First, you could try Datasift or Gnip, who both sell twitter data, and thus have...

mittermayr · on Nov 5, 2012

Hey! Datasift+Gnip both seem to supply conversational data, which I currently don't track. My focus is on user-data, which both don't seem to provide. And yes, they're expensive, wow.

The streaming API idea is a good one to get the most out of all of Twitter's data sources... someone else suggested this as well. Seems like it's worth a try.

Your Alice/Bob/Fred assumption is correct.
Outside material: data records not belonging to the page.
PR #1370, opened 2026-04-20
Add `--ca-file` flag for custom TLS trust

ervcz:
Nebraska only trusts system CAs. If your OIDC provider or update server uses a certificate from an internal or non-public CA, Nebraska refuses to connect. The only workaround today is modifying the container's system trust store, which is inconvenient.

This PR adds a `--ca-file` flag that points to a PEM file with one or more CA certificates. These CAs are added to the system trust store — nothing is replaced. The custom trust applies to both the OIDC client and the syncer. When the flag is omitted, behaviour is identical to before.

If the file is missing, unreadable, or contains no valid PEM data, Nebraska fails at startup with a clear error message.

The flag is also exposed in the Helm chart as `config.caFile`, and documented in the OIDC migration guide.

### DIFF
--- a/backend/pkg/config/config.go
+++ b/backend/pkg/config/config.go
@@ -51,6 +51,7 @@ type Config struct {
 	OidcLogoutURL     string `koanf:"oidc-logout-url"`
 	OidcAudience      string `koanf:"oidc-audience"`
 	OidcUseUserInfo   bool   `koanf:"oidc-use-userinfo"`
+	OidcCAFile        string `koanf:"oidc-ca-file"`
 }
 
 const (
@@ -88,6 +89,11 @@ func (c *Config) Validate() error {
 	case "oidc":
 		if c.OidcClientID == "" || c.OidcIssuerURL == "" || c.OidcAdminRoles == "" || c.OidcViewerRoles == "" {
 			return errors.New("invalid OIDC configuration")
+		}
+		if c.OidcCAFile != "" {
+			if _, err := os.Stat(c.OidcCAFile); err != nil {
+				return fmt.Errorf("invalid oidc-ca-file: %w", err)
+			}
 		}
 	}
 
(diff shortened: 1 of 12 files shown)


ervcz:
Makes [#1239](https://github.com/flatcar/nebraska/pull/1239) deprecated.

ervcz:
To be documented on the website by: https://github.com/flatcar/flatcar-website/pull/562

John15321 (approved):
LGTM, thank you!

backend/pkg/config/config.go
```diff
@@ -127,6 +136,7 @@ func Parse() (*Config, error) {
 	f.String("oidc-logout-url", "", "OIDC logout URL (optional fallback when end_session_endpoint is not available in discovery)")
 	f.String("oidc-audience", "", "OIDC audience parameter for the access token")
 	f.Bool("oidc-use-userinfo", false, "Use OIDC UserInfo endpoint for role extraction (for providers that don't include roles in access token)")
+	f.String("ca-file", "", "path to a PEM-encoded CA certificate file to trust for TLS verification (additive to system CAs, supports multiple certs in one file)")
```
John15321, line 139: Is this supposed to be different than `--oidc-ca-file` and https://lemon-wave-085522403-562.westeurope.1.azurestaticapps.net/docs/latest/nebraska/authorization/#:~:text=Encrypt%20staging)%2C%20pass-,%2D%2Dca%2Dfile,-%3D/path/to/ca?

ervcz: It is a good question @John15321. I renamed it with my second commit from `--oidc-ca-file` to `--ca-file`, because the certificate pool should actually be possible to be used by any HTTP clients and shouldn't be restricted only to the OIDC usecase. E.g. the syncer module also has an http client.

John15321: Nice!
Can you change the PR title as well? I think in the website doc PR its already correct right?

ervcz: done

John15321 (approved):
Amazing, thank you!

PR #1398, opened 2026-06-15
feat(db): split activity into admin/runtime tables for distributed Nebraska

Moustafa-Moustafa:
The activity table holds two kinds of rows: admin-originated events (channel package updates) and runtime-originated events (rollout lifecycle, instance update results). This is a step towards the distributed topology described in RFC #1375: admin state needs to flow one-way from the admin node to each runtime node, while runtime state must stay local so each runtime node records what it observed from its own clients.

This change splits the table into `admin_activity` (admin events) and `activity` (runtime events), and exposes `all_activity` as a `UNION ALL` view so existing readers are unchanged.

`activity.id` is converted from `serial` to `uuid` so the two tables can share the view without id collisions, and so each node in a future distributed deployment can mint ids independently without coordination. The conversion rewrites the table; existing numeric ids are replaced with fresh uuids. The Go field was already declared `string`, so the API contract is unchanged.

Refs: #1375

# Split the `activity` table

Each `activity` row is *either* admin-originated (channel package updated) *or* runtime-originated (rollout lifecycle, instance update result). With the table split, admin rows can be carried by the admin publication while runtime rows stay on each runtime node's local DB. Reads continue to go through one place (the new `all_activity` view), so the activity feed behaves identically.

## How to use

No new behavior is introduced. Nebraska running in single-instance mode (currently the only mode) is not impacted at all. The view returns the same set of rows the existing `activity` table would have returned before this change.

In a future distributed deployment, `admin_activity` is replicated as part of the admin publication while `activity` stays local to each node. The activity feed on the admin node shows only the admin events it generated; the feed on each runtime node shows the admin events replicated in plus its own local runtime events. No node sees runtime events from other nodes.

## Testing done
- `cd backend && make all`
- `cd backend && make check-backend-with-container` passes
- New `TestActivityRouting` asserts each writer lands in the correct underlying table, that the `all_activity` view returns both, and that `hasRecentActivity` works against the view with the uuid PK
- Smoke test on a local environment, including a two-Postgres-instance setup with a publication on `admin_activity` only, confirming that channel-package-update rows replicate to the subscriber and Omaha-driven rollout events stay local on each side


backend/pkg/api/db/migrations/0022_split_activity_table.sql
```diff
@@ -0,0 +1,64 @@
...
+	group_id uuid references groups (id) on delete cascade,
+	channel_id uuid references channel (id) on delete cascade
+);
+
+create index on admin_activity (application_id);
+create index on admin_activity (group_id);
+create index on admin_activity (channel_id);
+
+-- Move existing admin-originated (channel package updated) rows to the new
+-- table; the original uuids are preserved so external references remain valid.
```
ervcz: shouldn't this say original integer IDs?

backend/pkg/api/db/migrations/0022_split_activity_table.sql
```diff
@@ -0,0 +1,64 @@
...
+drop sequence if exists activity_id_seq;
+
+create table admin_activity (
+	id uuid primary key default uuid_generate_v4(),
+	created_ts timestamptz default current_timestamp not null,
+	class integer not null,
+	severity integer not null,
+	version varchar(255) not null check (version <> ''),
+	application_id uuid not null references application (id) on delete cascade,
+	group_id uuid references groups (id) on delete cascade,
```
ervcz, line 21: is group_id used by admin activities?

backend/pkg/api/db/migrations/0022_split_activity_table.sql
```diff
@@ -0,0 +1,64 @@
...
+                      application_id, group_id, channel_id)
+select created_ts, class, severity, version,
+       application_id, group_id, channel_id
+from admin_activity;
+
+drop table if exists admin_activity;
+
+alter table activity drop constraint activity_pkey;
+alter table activity drop column id;
+alter table activity add column id serial primary key;
```
ervcz, line 72: is channel_id used by the new activity table? can't we drop it?

backend/pkg/api/db/migrations/0022_split_activity_table.sql
Moustafa-Moustafa: > is group_id used by admin activities?

Yes, group_id is unused today. I considered keeping it because admin operations on groups are conceptually possible and may come back (e.g. a future control-side group-related activity). But I also understand your position that we should keep the schema minimal until justified. Adding it later is a simple migration but would require coordination, especially in the distributed deployments.

I see pros and cons for each approach, but both is fine with me, let me know what your think.

backend/pkg/api/db/migrations/0022_split_activity_table.sql
```diff
@@ -0,0 +1,72 @@
...
+	severity integer not null,
+	version varchar(255) not null check (version <> ''),
+	application_id uuid not null references application (id) on delete cascade,
+	group_id uuid references groups (id) on delete cascade,
+	channel_id uuid references channel (id) on delete cascade
+);
+
+create index on admin_activity (application_id);
+create index on admin_activity (group_id);
+create index on admin_activity (channel_id);
```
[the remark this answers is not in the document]
Moustafa-Moustafa: `hasRecentActivity` is now `hasRecentRuntimeActivity` and it's only using the `activity` table which already has the index. The other places where the view is used doesn't need or use the index and as such it's not needed for the `admin_activity` table.

backend/pkg/api/activity_test.go
```diff
@@ -89,3 +89,37 @@ func TestGetActivity(t *testing.T) {
...
+	tGroup, _ := a.AddGroup(&Group{Name: "group_routing", ApplicationID: tApp.ID, ChannelID: null.StringFrom(tChannel.ID), PolicyUpdatesEnabled: true, PolicySafeMode: true, PolicyPeriodInterval: "15 minutes", PolicyMaxUpdatesPerPeriod: 2, PolicyUpdateTimeout: "60 minutes"})
+
+	_ = a.newGroupActivityEntry(activityRolloutStarted, activitySuccess, tVersion, tApp.ID, tGroup.ID)
+	_ = a.newChannelActivityEntry(activityChannelPackageUpdated, activityInfo, tVersion, tApp.ID, tChannel.ID)
+
+	var runtimeCount, adminCount, runtimeAdminLeak, adminRuntimeLeak int
+	_ = a.db.QueryRow("select count(*) from activity where application_id = $1", tApp.ID).Scan(&runtimeCount)
+	_ = a.db.QueryRow("select count(*) from admin_activity where application_id = $1", tApp.ID).Scan(&adminCount)
+	_ = a.db.QueryRow("select count(*) from activity where class = 6 and application_id = $1", tApp.ID).Scan(&runtimeAdminLeak)
+	_ = a.db.QueryRow("select count(*) from admin_activity where class <> 6 and application_id = $1", tApp.ID).Scan(&adminRuntimeLeak)
```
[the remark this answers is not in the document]
Moustafa-Moustafa: I'd rather keep the tests concise and consistent with other tests on the same file.

backend/pkg/api/activity_test.go
```diff
@@ -89,3 +89,37 @@ func TestGetActivity(t *testing.T) {
...
+
+	tVersion := "12.1.0"
+	tTeam, _ := a.AddTeam(&Team{Name: "test_team_routing"})
+	tApp, _ := a.AddApp(&Application{Name: "test_app_routing", TeamID: tTeam.ID})
+	tPkg, _ := a.AddPackage(&Package{Type: PkgTypeOther, URL: "http://sample.url/pkg", Version: tVersion, ApplicationID: tApp.ID})
+	tChannel, _ := a.AddChannel(&Channel{Name: "test_channel_routing", Color: "blue", ApplicationID: tApp.ID, PackageID: null.StringFrom(tPkg.ID)})
+	tGroup, _ := a.AddGroup(&Group{Name: "group_routing", ApplicationID: tApp.ID, ChannelID: null.StringFrom(tChannel.ID), PolicyUpdatesEnabled: true, PolicySafeMode: true, PolicyPeriodInterval: "15 minutes", PolicyMaxUpdatesPerPeriod: 2, PolicyUpdateTimeout: "60 minutes"})
+
+	_ = a.newGroupActivityEntry(activityRolloutStarted, activitySuccess, tVersion, tApp.ID, tGroup.ID)
+	_ = a.newChannelActivityEntry(activityChannelPackageUpdated, activityInfo, tVersion, tApp.ID, tChannel.ID)
```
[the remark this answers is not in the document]
Moustafa-Moustafa: I'd rather keep the tests concise and consistent with other tests on the same file.

backend/pkg/api/activity_test.go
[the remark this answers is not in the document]
Moustafa-Moustafa: I'd rather keep the tests concise and consistent with other tests on the same file.

backend/pkg/api/db/migrations/0022_split_activity_table.sql
ervcz: let's keep it in that case :)

ervcz (approved):

PR #1405, opened 2026-06-23
docs: proposed distributed Nebraska mode design doc

Moustafa-Moustafa:
Adds docs/distributed-mode.md, the upstream proposed design doc for running Nebraska as one control node + N edge nodes with PostgreSQL logical replication of admin tables.

Refs: #1375

# Proposed distributed Nebraska mode design doc

Adds `docs/distributed-mode.md`, the design doc consolidating the decisions from RFC #1375 for running Nebraska as one control node + N edge nodes with PostgreSQL logical replication of the admin tables. This is meant to be iterated on and updated based on the discussions and feedback.

## How to use

Doce only, review the design and add any comments.,

## Testing done

Not applicable.

### DIFF
--- a/docs/distributed-mode.md
+++ b/docs/distributed-mode.md
@@ -1,0 +1,212 @@
+# WIP: Distributed Nebraska — Design
+
+**Status:** Proposed (RFC [#1375](https://github.com/flatcar/nebraska/issues/1375), implementation in flight)
+**Audience:** Nebraska maintainers and contributors
+
+## 1. Problem
+
+Nebraska today assumes a single instance with a single Postgres database. Hosting it as a managed service - where instances are deployed across multiple regions so each fleet of Flatcar nodes can reach the nearest one with low latency - hits two walls:
+
+1. **Every node writes runtime data.** Omaha update checks insert into `instance`, `event`, `activity`, etc. Read replicas are not an option.
+2. **A single database is a single point of failure** for the entire fleet across all regions, and adds cross-region latency for every Omaha poll.
+
+The goal is to let Nebraska run as multiple regional nodes, each backed by its own writable Postgres, with publisher metadata (apps, channels, packages, groups) staying consistent across all of them.
+
+## 2. Requirements
+
+- Single-instance behaviour is preserved. An operator who does not opt in sees no change.
+- One control node and N edge nodes can be configured.
+- Admin metadata (apps, channels, packages, groups) is consistent across all edge nodes.
+- Each edge node serves Omaha update checks and records its own runtime data locally.
+- Admin API writes are accepted on exactly one node (the control node) and blocked on the rest.
+
+## 3. Non-goals
+
+- **Control-plane HA / failover.** Single-instance Nebraska already has the DB as a SPOF; HA-Postgres addresses it identically in both worlds. Not regressed, not solved here.
+- **Multi-primary writes.** Admin writes have a single logical target.
+- **Cross-region telemetry aggregation.** Each region's runtime data stays local. Fleet-wide views are an operator concern, not a Nebraska feature.
+- **Auto-pause-on-failure (`safe_mode`) coordinated across nodes.** Each node owns its own brake; see §5 for how this is expressed.
+
+## 4. Design
+
+### 4.1 Topology
+
+```
+        Publisher (admin API)
+                │
+         ┌──────▼──────┐
+         │ Control     │  admin writes accepted
+         │ Nebraska    │  ──┐ logical replication
+         │  + own PG   │    │ (admin tables only)
+         └─────────────┘    │
+                            ▼
+            ┌──────────────────────────┐
+            │ Edge Nebraska × N        │  admin writes return 403
+            │  + own regional PG each  │  Omaha checks + telemetry local
+            └──────────────────────────┘
+```
+
+One control node, N edge nodes. Each runs the same Nebraska binary, each owns its own Postgres. Publisher metadata flows control → edge via **PostgreSQL logical replication** of the admin tables. Runtime tables stay local per edge.
+
+### 4.2 Table model
+
+Nebraska's schema already splits cleanly into admin and runtime tables, with FKs pointing only from runtime to admin. Two tables today mix the two concerns and need to be split before replication is safe:
+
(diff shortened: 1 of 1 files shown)


docs/distributed-mode.md
```diff
@@ -0,0 +1,212 @@
+# Distributed Nebraska — Design
```
ervcz:
```suggestion
# WIP: Distributed Nebraska — Design
```

docs/distributed-mode.md
```diff
@@ -0,0 +1,212 @@
...
+
+- **`groups`** mixes admin-owned policy fields with the runtime-mutated `rollout_in_progress` flag, and `policy_*` fields the runtime needs to be able to override locally (safe-mode brake). → Splits into `groups` (admin defaults, replicated) + node-local `group_local` sidecar. `group_local` holds `rollout_in_progress` plus one nullable `policy_*_override` column for each admin policy field. Reads return `COALESCE(group_local.policy_X_override, groups.policy_X)` for policy fields, and `group_local.rollout_in_progress` directly. An `AFTER INSERT` trigger on `groups` auto-creates the matching `group_local` row on every node, including during a subscriber's initial COPY sync, so the sidecar is always present. [PR #1396](https://github.com/flatcar/nebraska/pull/1396).
+- **`activity`** mixes admin-originated rows (channel-package-updated) and runtime-originated rows (rollout lifecycle, instance update results). → Splits into `admin_activity` (replicated) + `activity` (local) + `all_activity` view. [PR #1398](https://github.com/flatcar/nebraska/pull/1398).
```
ervcz, line 56: I'm in support of splitting this table too, but I just wanted to sanity check with you that the reasons for this migration is whether to replicate the admin originated activities too or not, right? So, in an edge we can still see what admin actions were performed from the central node, right? Am I right that if this requirement is not needed, than we can consider the activity table fully as a runtime table on the edge, since  admin actions cannot be performed there anyways?

ervcz (approved):
Very nice write-up!

docs/distributed-mode.md
ervcz: Ah, answered below. NVM, unless there are other reasons too.

docs/distributed-mode.md
```diff
@@ -0,0 +1,212 @@
...
+Each PR is independently mergeable. Single-instance behaviour is preserved throughout.
+
+1. `group_local` sidecar split. [#1396](https://github.com/flatcar/nebraska/pull/1396)
+2. `activity` row-level split + `all_activity` view. [#1398](https://github.com/flatcar/nebraska/pull/1398)
+3. Extract `pkg/api/dbreads/`.
+4. Split writes into `pkg/api/admin/` and `pkg/api/runtime/`.
+5. Conditional role grants migration + two-DSN migration/serving split (`NEBRASKA_MIGRATIONS_DB_URL`).
+6. Instance mode: `NEBRASKA_INSTANCE_MODE` + `requirePrimary` middleware + validated allowlist.
+7. Per-edge override management endpoint.
+8. Operator documentation.
```
ervcz, line 203: Perhaps these roll-out steps could be tracked in the original issue with sub-tasks if you want to track them. And this list could be reduced to the link to the gh issue.

docs/distributed-mode.md
Moustafa-Moustafa: Replicating the admin activities is one of the reasons as I try to keep the experience consistent across the fleet. An operator on an edge should still see what control did, so each edge feels like a Nebraska with shared control rather than a disjoint instance.
Another reason is to keep the table classification consistent. Basically, with the split a table is either a runtime or an admin table. If we don't split the activity table, it wouldn't be consistent. We can't consider it a purely runtime table, since admin code still writes to it on the control node. Also, this helps with the DB layer enforcement (the third enforcement layer as discussed in the doc). Since edge nodes would be running using a DB role that can write to the `activity` table but not the `admin_activity` table.

docs/distributed-mode.md
Moustafa-Moustafa: Are you referring to GH "sub-issues"? If so, I don't see the option to create sub-issues for the RFC issue. It could be that I don't have access or it's not enabled for the Nebraska repo.
Anyways, I updated the RFC to be more aligned with the current state of this design doc.

docs/distributed-mode.md
```diff
@@ -0,0 +1,212 @@
...
+
+A single env var, `NEBRASKA_INSTANCE_MODE`, with a small validated allowlist:
+
+| Value | Meaning |
+|---|---|
+| unset or `single` | Single-instance (today's behaviour) |
+| `control` | Control node |
+| `edge` | Edge node |
+
+Any other value fails the process at startup with a clear error so we are sure the node starts with an explicit setting for the node type.
```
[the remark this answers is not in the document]
Moustafa-Moustafa: I updated the RFC to be more aligned with the design doc.

docs/distributed-mode.md
```diff
@@ -0,0 +1,212 @@
...
+
+Edge nodes:
+- Return HTTP 403 on admin endpoints via a `requirePrimary` middleware.
+- Do not start the syncer.
+
+### 4.5 Database authentication
+
+Nebraska does not create, drop, or rotate Postgres roles. The operator provisions all roles ahead of deployment. Nebraska reads connection strings from environment variables.
+
+**Two-layer role model.** Migrations attach grants to a fixed set of `NOLOGIN` logical roles whose names Nebraska guarantees. The operator creates their own `LOGIN` roles with whatever names they like and adds them `IN ROLE` the logical ones; PG role inheritance carries the grants through. Nebraska only requires that the logical roles exist and that whatever login role the DSN connects as inherits from them.
```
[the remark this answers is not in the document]
Moustafa-Moustafa: This is already captured under the EFC's issue comments.

docs/distributed-mode.md
ervcz: Yes, I was, but that checklist is more than enough. Appreciate it, thanks! :)

ervcz:
@Moustafa-Moustafa 
The document says replication is safe because foreign keys only point from runtime tables to admin tables. I think that is true for inserts and updates, but I am not sure about deletes: the apply worker runs with session_replication_role = replica, so triggers (including ON DELETE CASCADE) do not fire on the edge. So deleting an app or group on the control node could leave the edge’s local runtime rows (for example instance_application, activity, or the group_local sidecar) pointing at a row that no longer exists.

ervcz:
One thing I did not see in the document: the in-memory caches. GetAppID and GetGroupID are only cleared by in-process add/update/delete, so on an edge (where admin changes arrive through replication) they may keep serving old data after a rename or delete on the control node. How are you thinking about cache invalidation on edges? What was the proposed solution to this  - I don't reember? E.g. use Postgres LISTEN/NOTIFY from an ENABLE ALWAYS trigger, or just skip the cache in edge mode, or add a shorter TTL for the cache?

I had a cache of sorts, through a large mysql table which went way over a couple of gigabytes and kept crashing all the time and restoring took half a day.

The twitter investors haven't had a chance to see any of the service since they are still waiting for results :) tough one to ask for intros ;)

PanMan · on Nov 5, 2012

The first thing I would try is rebuilding the cache. Since you only need to do key-value lookups, there are many (easy) approaches, that can scale better than MySQL. You could do JSON files on a filesystem (with some nesting, as you don't want to put 20 million files in 1 dir). Or Redis: 20 million x 1 KB is 20 GB. You will need more with overhead, but a few machines would work. Or Riak (we went > 1 billion items with Riak). But even MySQL should be able to handle this: We had over 100 million records in MySQL (on SSD's) before switching to something else.

That seems to be the quickest win to reduce the number of requests, but it will depend on the overlap of your usersets how much this will help.